Measles and rubella elimination: verification process continues amid COVID-19 pandemic

Public health systems and independent national verification committees in countries of the WHO European Region have shown continued commitment to measles and rubella elimination even with the COVID-19 pandemic creating an extraordinary burden on health systems.

As part of an annual verification process, a majority of countries have submitted their annual status updates on measles and rubella transmission for 2019 for review by the independent European Regional Verification Commission for Measles and Rubella Elimination (RVC).
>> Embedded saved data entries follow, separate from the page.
Issue #755, opened 2023-08-25
Rar5: IArchiveEntryExtensions WriteTo does not write to stream in 0.33 (RarArchive)


olegfeferman:
Hello,

I am trying to write a piece of code that verifies if user entered a correct password in case archive was password protected like this:

            using (var archive = RarArchive.Open(archiveFile, new ReaderOptions() { Password = pass }))
            {
                var entry = archive.Entries.FirstOrDefault(e => !e.IsDirectory);
                
                using (var stream = new MemoryStream( (int) entry.Size))
                {                    
                    entry.WriteTo(stream);                                        
                    if (stream.Length == 0)
                    {
                        ShowMessage("You have entered incorrect password.");
                    }
                }
            }

Problem is stream is always zero. Either it is a bug or I am doing something wrong.

olegfeferman:
It reports correct size in bytes of that entry

Erior:
I don't think you actually know if the password is correct until you try to decompress, that would give you a size, however it would be the wrong size / CRC, comparing the result with entry.Size would make more sense.
Btw, when I try this with encrypted header info, it throw an exception, you might need to catch that if you have such files.

olegfeferman:
Thank you for the feedback. When I test with Rar.encrypted_filesAndHeader.rar or Rar.encrypted_filesOnly.rar it works OK (in first case I get exception in second stream.Length is greater than 0). 
What I did not realize before you sent your message is that I am only having problem with Rar5.encrypted_filesAndHeader.rar and Rar5.encrypted_filesOnly.rar. Actually before I was just testing with a test archive that I created with latest version of Winrar (6.23).

adamhathcock:
RAR5 decryption is a known TODO: https://github.com/adamhathcock/sharpcompress#todos-always-lots

Dup of https://github.com/adamhathcock/sharpcompress/issues/372

olegfeferman:
I didn't know. Thank you!

Issue #718, opened 2023-01-09
SharpCompress.Common.InvalidFormatException: 'Unknown Rar Header: 43'


storm999:
I am having this error with rar5 format. My code works fine with zip and rar4.

adamhathcock:
There might be a new iteration in the RAR5 format.  Needs investigating and examples.

storm999:
I am unable directly attach a rar file to here.  Properties of the file shared in the picture. It is just a dummy rar of a simple txt file which was produced by latest edition of winrar.
![explorer_2023-01-10_21-38-04](https://user-images.githubusercontent.com/17099604/211634629-ca3766e0-5923-4a18-995f-7b49eb0b32d1.png)

Nanook:
Encryption is not supported

Issue #517, opened 2020-06-18
Unknown Rar Header: 117 when listing entries in a rar5 achive with encrypted file names.


evpxregu:
Steps to reproduce:
1) selected files to add to archive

Exceptional verification process in an exceptional year

The RVC is an independent group of experts that meets each year in June to review surveillance and immunization data submitted by the national verification committees, with the aim of assessing the status of measles and rubella elimination in each country and the Region. This year the RVC meets virtually in a series of sessions, the first of which was held on 29 June 2020 when the Commission reviewed 11 of the submitted annual status update reports. These were from:

  • Armenia
  • Azerbaijan
  • Denmark
  • Estonia
  • Finland
  • Latvia
  • Netherlands
  • Norway
  • Sweden
  • Tajikistan
  • Turkmenistan.

The RVC verified that all countries had maintained their measles elimination status; and all countries that had previously achieved rubella elimination maintained this status. The Commission determined that all 11 countries demonstrated the absence of endemic transmission of both diseases in 2019 and commended these countries for the achievement and for documenting their activities.

The Commission based its conclusions on:

  • routine and supplemental immunization performance;
  • measles and rubella surveillance with laboratorial and molecular epidemiology segments;
  • outbreak response;
  • activities focused on advocacy, communication and health literacy of the population and health-care workers;
  • commitment of stakeholders to the elimination goal.

Denmark: elimination of rubella confirmed

This first session provided the opportunity for the RVC to reassess the status of rubella transmission in Denmark, using the latest global guidance and data provided in the annual status updates for 2019 and previous years. Basing its assessment on the review of previous and newly submitted data, the Commission determined that for the first time, Denmark was verified as having eliminated rubella.

Final recommendations and reporting

WHO/Europe will work with countries to support completion of the reporting process where needed. The Commission is expected to review all remaining annual status reports in a series of virtual meetings in the coming months. Once the reports from all 53 countries have been reviewed, the full 9th RVC meeting report with conclusions on elimination status in the Region and country-specific recommendations will be published.

Status of measles and rubella elimination in the European Region in 2018

At its 8th meeting in 2019, the RVC concluded that as of the end of 2018, endemic transmission of measles was interrupted in 37 of 53 countries and endemic rubella transmission was interrupted in 42 countries. Twelve countries were considered measles endemic, 11 were rubella endemic, and nine were endemic for both diseases.

Measles outbreaks

The surge in measles cases that began in 2017 peaked in 2019, with over 100 000 cases reported. Monthly case reports in the initial months of 2020 show a significant decrease in transmission compared to 2018 and 2019, with 12 028 reported for January–June 2020. However, this is still higher than for the same period in 2016 and 2017, and may be an underestimation due to disruptions in laboratory surveillance for measles during the peak of COVID-19 outbreaks in the Region.

Under these circumstances, it is commendable that national health systems have recognized the necessity of continuing efforts to fight against devastating vaccine-preventable diseases, by ensuring prioritization of immunization programmes as a vital part of essential health services, continuation of disease surveillance and detection of and response to outbreaks.